▸ **Exercise goal**: When a line in the entries below contains the word "https", copy that line.

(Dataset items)
▽

PR #97, opened 2023-07-28
For some reason log_level_ can't be printed easily.

ethanrublee:
For some reason in another code path we couldn't find the printer for log_level_.  Not sure.  @Hackerman342 can you past the traceback from the compile step?


Hackerman342:
If I isolate this change from the others in https://github.com/farm-ng/farm-ng-core/tree/many-hacks-to-logger, the build succeeds (see #98 )

ethanrublee:
#98 merged into event-service-client branch, see #93

PR #98, opened 2023-07-31
For some reason FARM_MAYBE_VARGS is causing issues

Hackerman342:
```
error: expected primary-expression before ')' token
        263 |           __func__ FARM_MAYBE_VARGS(__VA_ARGS__)(__VA_ARGS__));
```


ethanrublee:
I will merge this into event-service-client, and we can get help with getting to main brain later.

PR #99, opened 2023-08-04
Claire/tmp protos

lullabee:


protos/farm_ng/core/pose.proto
```diff
@@ -0,0 +1,32 @@
...
+
+// A position and orientation for an object or reference frame in 3D space
+message Pose3 {
+  Timestamp timestamp = 1;
+  // Translation from origin frame 
+  Vector3 translation = 2;
+  // Quaternion denoting orientation
+  Quaternion rotation = 3;
+
+  string frame_id = 4;
```
edgarriba, line 31: i assume this is the source frame ? missing also a key describing the destination frame of the transformation for this pose

edgarriba (commented):
i'd rather place this in `farm-ng-amiga` with all the other protos or at least under `farm_ng.geometry` namespace

PR #100, opened 2023-08-07
Claire/new protos

lullabee:


protos/farm_ng/core/pose.proto
```diff
@@ -0,0 +1,35 @@
...
+
+package farm_ng.core.proto;
+
+// A position and orientation for an object or reference frame in 3D space
+message Pose {
+  // Point_B = B_from_A * Point_A
+  Isometry3F64 B_from_A = 1;
+  string frame_A = 2;
+  string frame_B = 3;
+  // TODO: Velocity_B = B_from_A * Velocity_A
```
ethanrublee, line 28: @strasdat @stevenlovegrove help with this comment description in a follow up. We'd like to include velocity in some pose telemetry, and likely acceleration at some point, for more runtime flexibility in state estimation and control. A link to math documentation or simple inline explanation in proto would be good.

edgarriba: nitpick for naming based on protobuf style guide: https://protobuf.dev/programming-guides/style/#message-field-names
In `lower_sneak_case`  -> ```velocity_in_b = b_from_a * Velocity_a```

strasdat: I have just seen this comment:

For velocities, you typically you have *two* frames:

  1. The frame of the body in motion (e.g. "robot_base")
  2. And the frame of origin (e.g. "world").
  
(Sometimes there are even three: http://paulfurgale.info/news/2014/6/9/representing-robot-pose-the-good-the-bad-and-the-ugly - though the use-cases I dealt with two were sufficient. At least it is not clear to me when there is an advantages to distinguish between the frame of origin and the observer frame for classical mechanics.)

strasdat: (Well, I guess strictly speaking each time you have egocentric representations of velocities, such as velocity of the ROBOT in the ROBOT coordinate frame, you have a third implicit frame which is the world. Otherwise, such quantity will always be zero, since clearly there is no relative motion between frame X and itself by definition.
So, strictly speaking, we would need three frame to fully specify quantities such as velocities...)

PR #105, opened 2023-08-15
merge cmake+core+sophus2

strasdat:
1. Get sophus to build without proto support.
  - [x] locally
  - [x] in CI
2. Get sophus to build with proto/grpc support
  - [x] locally
  - [x] in CI
3. everything else


cmake/cmake/External_eigen.cmake
```diff
@@ -0,0 +1,10 @@
+ExternalProject_Add(eigen
+    GIT_REPOSITORY  https://gitlab.com/libeigen/eigen.git
```
ethanrublee, line 2: This could point to the local eigen/fmt/Expected submodules to not break anything.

△

▸ **Task answer**:
If I isolate this change from the others in https://github.com/farm-ng/farm-ng-core/tree/many-hacks-to-logger, the build succeeds (see #98 )
edgarriba: nitpick for naming based on protobuf style guide: https://protobuf.dev/programming-guides/style/#message-field-names
+    GIT_REPOSITORY  https://gitlab.com/libeigen/eigen.git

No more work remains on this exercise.